In her official campaign launch video, Fiorina took aim directly at Democratic presidential front-runner Hillary Clinton. Fiorina is seen sitting in a living room watching a television with Clinton’s own campaign announcement video playing.
Fiorina then abruptly shuts off the TV, cutting Clinton off. She then looks directly into the camera and says, “Our Founders never intended us to have a professional political class.”
“The only way to reimagine our government is to reimagine who is leading it,” she says in the video. “If you’re tired of the sound bites, the vitriol, the pettiness, the ego, the corruption — if you believe it’s time to declare the end of identity politics, if you believe that it’s time to declare the end of lowered expectations, if you believe that it’s time for citizens to stand up to the political class and say, ‘Enough.’ Then join us.”
I don’t know that either have a real chance of snagging the nomination. Carson is well placed as a conservative commentator, as he can speak confidently on the economic impact of Obama’s policies on both healthcare and the minority community, but a Presidential campaign will give him a platform to amplify that message – and to, hopefully, make a compelling case to underserved demographics that there is meat to Republican principles that could have a real, positive impact. While I was, once, reticent about Carson being pushed into political office too quickly, if he avoids the potholes he’s already fallen into a couple of times, he could be a valuable resource. Unfortuantely, I think some of his recent comments, on various, controversial topics, have made him difficult to endorse for a GOP ticket.
Fiorina presents an opportunity that Republicans have seldom had: a woman who can speak clearly on economic subjects, and who is known mostly for her contributions outside politics rather than on the floor of Congress. While previous female candidates have been strong, almost all of them have built their reputations on strong ideological principles, not real world experience. While Fiorina’s time at HP is controversial, her status as a female CEO is a rare one, and she has already proven that she can speak with authority on even social issues without compromising herself with outlandish rhetoric. Like Carson, she can speak confidently to a demographic the GOP desperately needs.
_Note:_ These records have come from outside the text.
PR #881, opened 2024-03-06
feat: Now persists language selection

### LINKED ISSUE #857: Resource pages should default to the same language as the code editor the user in on
it would be convienient if the answers were defaulted to the same language the user is using.

This also brings up a higher level question of whether we should add some account level language preference

daviroo:
The change involves a lot of files but it's pretty much the same changes in each one:
- If the language is changed in a challenge then that changes the persisted language
- This language is carried over to future challenges and also to the help pages
- If the language is changed in the help page then it applies only to that code solution the user is looking (my reasoning is that they might look at the other languages solution out of curiosity and we don't want to persist that)

closes #857


ui/lesson/ScriptingChallenge/index.tsx
```diff
@@ -66,32 +72,34 @@ export default function ScriptingChallenge({
...
+  const [language, setLanguage] = useState(getLanguageString(currentLanguage))
+  console.log(language)
   const [challengeSuccess, setChallengeSuccess] = useState(false)
   const [hydrated, setHydrated] = useState(false)
   const [errors, setErrors] = useState<string[]>([])
   const debouncedCode = useDebounce(code, 500)
 
   useEffect(() => {
-    const savedCode = localStorage.getItem(lessonKey)
+    const savedCode = localStorage.getItem(`${lessonKey}-${language}`)
```
daviroo, line 94: @benalleng this is the fix for the saved code issue I mentioned.  Adding the language to the local storage key makes it unique for each challenges language selection.

benalleng (approved):
Looks good! In a future iteration do you think it would be possible to add a scrubber button in the terminal to clear out any unwanted saved code?

daviroo:
> Looks good! In a future iteration do you think it would be possible to add a scrubber button in the terminal to clear out any unwanted saved code?

Do you mean like a revert to what was the original code before the user began changing it?  That should be possible yeah since we have that available in the component.

PR #884, opened 2024-03-11
feat: Added help suggestion component

### LINKED ISSUE #855: Add some pointer to show that the user should check out the help page
Currently we have nothing that tells the user the help page exists, I think we could add a tooltip or pointer early on to show that the help page exists!

daviroo:
Closes #855 

image

@GBKS I think I've followed your design but would be good to get your eyes on this.   You can see an example of the component on [this preview link](https://saving-satoshi-git-fork-daviroo-highlight-5eeb17-savingsatoshi.vercel.app/en/chapters/chapter-4/address-2?dev=true).

### DIFF
--- a/components/HelpSuggestion.tsx
+++ b/components/HelpSuggestion.tsx
@@ -1,0 +1,18 @@
+import React from 'react'
+import { Text } from 'ui'
+
+const HelpSuggestion = () => {
+  return (
+    <div className="mt-4 flex items-center rounded-xl bg-black bg-opacity-20 p-4 bg-blend-darken">
+      <div className="mr-4 flex h-12 w-12 flex-shrink-0 items-center justify-center border border-white">
+        <Text className="text-lg md:text-xl">?</Text>
+      </div>
+      <Text className="md:text-md flex-grow text-sm">
+        If you&apos;re ever stuck, press the &ldquo;?&ldquo; button in the
+        top-right corner. It provides helpful resources and tips.
+      </Text>
+    </div>
+  )
+}
+
+export default HelpSuggestion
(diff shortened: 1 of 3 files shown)


GBKS:
Looks great. The only thing to weak would be to change the white border to 35% opacity.

Is this the location we want this tip to be in? Chapter 4, challenge 2? My thinking was that we put it in the first script/terminal challenge, on a screen that has otherwise little text (to increase the chance that people actually look it).

components/HelpSuggestion.tsx
```diff
@@ -0,0 +1,18 @@
...
+
+const HelpSuggestion = () => {
+  return (
+    <div className="mt-4 flex items-center rounded-xl bg-black bg-opacity-20 p-4 bg-blend-darken">
+      <div className="mr-4 flex h-12 w-12 flex-shrink-0 items-center justify-center border border-white">
+        <Text className="text-lg md:text-xl">?</Text>
+      </div>
+      <Text className="md:text-md flex-grow text-sm">
+        If you&apos;re ever stuck, press the &ldquo;?&ldquo; button in the
+        top-right corner. It provides helpful resources and tips.
```
benalleng, line 12: We should make this a trasnlation object

daviroo:
> Looks great. The only thing to weak would be to change the white border to 35% opacity.
> 
> Is this the location we want this tip to be in? Chapter 4, challenge 2? My thinking was that we put it in the first script/terminal challenge, on a screen that has otherwise little text (to increase the chance that people actually look it).

I put it in the generic `Info.tsx` component which we use in every coding challenge - I could change it to just be in one if you think that's better?

daviroo:
@GBKS @benalleng this slipped off my radar for a bit - ok to merge as it is?

benalleng:
Yeah I think it's good! If later we want to reduce how many places this is rendered we can but for now I think it's good!

benalleng (approved):

PR #886, opened 2024-03-12
fix python code comment regex

benalleng:
Fixes an error Jonas found whereby the code comment removal regex had some errors

Also fixes an error whereby the wrong default language was selected when loading in from an existing account without localStorage

### DIFF
--- a/ui/lesson/ScriptingChallenge/index.tsx
+++ b/ui/lesson/ScriptingChallenge/index.tsx
@@ -84,7 +84,6 @@ export default function ScriptingChallenge({
     config.languages[getLanguageString(currentLanguage)].hiddenRange
   )
   const [language, setLanguage] = useState(getLanguageString(currentLanguage))
-  console.log(language)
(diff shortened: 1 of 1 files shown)


content/lessons/chapter-2/scripting-2.tsx
```diff
@@ -125,7 +125,11 @@ const config: EditorConfig = {
 export default function Scripting2({ lang }) {
   const t = useTranslations(lang)
   const { currentLanguage } = useDataContext()
-  const [language, setLanguage] = useState(getLanguageString(currentLanguage))
+  const [language, setLanguage] = useState(
+    currentLanguage
+      ? getLanguageString(currentLanguage)
+      : config.defaultLanguage
+  )
```
benalleng, line 132: I ended up going the route of not immediately setting a default `currentLanguage` @daviroo do you think there is a more elegant way of solving this default to Javasscript issue?

benalleng:
@daviroo rebased

daviroo (approved):

PR #903, opened 2024-04-04
Refactor chapter 6

benalleng:
Changes the chapter 6 challenges to be a little more concise

[Preview](https://saving-satoshi-git-fork-benalleng-chapter-377280-savingsatoshi.vercel.app/en/chapters/chapter-6/intro-1?dev=true)


benalleng:
Marking as ready for review even with the copy being wrong

benalleng:
the code collapsing on put-it-together-2 is the only thing that I feel doesn't work quite right

daviroo (changes requested):
From what we discussed in discord the only outstanding issues (not including copy) are to do with code folding in `put-it-together-2` for both javascript and python.

benalleng:
I added a comment that is on the same tab-level as the transaction class, therby fooling the Monaco editor into thinking that the comment is the parent. folding the transaction class that is actually the parent seperately

daviroo:
> I added a comment that is on the same tab-level as the transaction class, therby fooling the Monaco editor into thinking that the comment is the parent. folding the transaction class that is actually the parent seperately. This does not affect how the code is run

I'm not sure how that works but it does indeed work 😅 .  I think the PR is good to go once you have done whatever copy changes you had in mind.

daviroo (approved):

PR #905, opened 2024-04-10
chore: Added jotai state management for auth

daviroo:
I'm pulling out the changes I'm making to the state management to different branches/PRs.  It will make it a lot easier to review/test.  This one is focused on the authentication state/functions so best to test any challenges which use the account & login/logout functionality.


benalleng (approved):
tACK

- logged in and logged out (got some flashing when opening the logout modal)

- tested progress on chapter 1 and it works as expected.

- tested chapter 3 with the account image objects (used existing account storage)

- correctly hid chapter 8 behind feature flag

PR #907, opened 2024-04-11
chore: Now using jotai for modal state

daviroo:
Same as #905 but for modal state


benalleng (approved):
Nice catch on fixing the flashing!

PR #908, opened 2024-04-15
Add jotai state management feature context

daviroo:
Similar to #907 except for feature state.


benalleng:
Unfortunately I don't think this one works at the moment, since its using the prod backend we should be able to see chapters 1 + 2-7 and 8 should be hidden but 2-8 are all hidden right now

benalleng (approved):

PR #914, opened 2024-04-23
handle old keys

benalleng:
This is needed to prevent errors if the user is on `put-it-together-4/5/6`

These keys will not be hit by any user but likely that in Jonas' testing he may have progress stuck here


benalleng:
Closed, can't redirect properly

PR #917, opened 2024-04-24
Dynamic viewport height test

GBKS:
This is a test PR for switching thee CSS use of `100vh` to `100dvh`. The `dvh` is a [dynamic value](https://developer.mozilla.org/en-US/docs/Web/CSS/length#dynamic) that adjusts to the size of the browser chrome on mobile as you scroll, the keyboard expands/collapses/etc. This is used to calculate the screen height in certain places, like the code editor and mobile nav. With just `vh`, it can happen that elements go beyond the visible screen window and are blocked by browser chrome.

Reason for testing is that I found scrolling in the mobile nav a bit funky, some content at the bottom was not reachable. The nav shares a class to restrict this with the code editor, which I updated here. But, this may cause other problems, so the final solution might be for the mobile nav to have its own CSS instead of using the shared one. It's just a line or two anyways.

I don’t think either really believes they’ll be President, though there is still years to go in this race. But here’s one thing they give the GOP that is absent from the Democratic field: real diversity. Even though the GOP field is overcrowded – already – there are only a few of the expected old white dudes. You have immigrants, kids of immigrants, libertarians, women and minorities. And the Democrats have Hillary Clinton. Who is about as close as you can get to an old white dude without actually being an old white dude. I suppose they also have Bernie Sanders, which counts as diversity if you consider that he’s possibly an alien, and they might have Elizabeth Warren, who could be our nation’s first Native American President. If you don’t count the part where she actually isn’t a Native American, just an old white woman who used a farfetched version of her own ancestry to qualify as an affirmative action hire.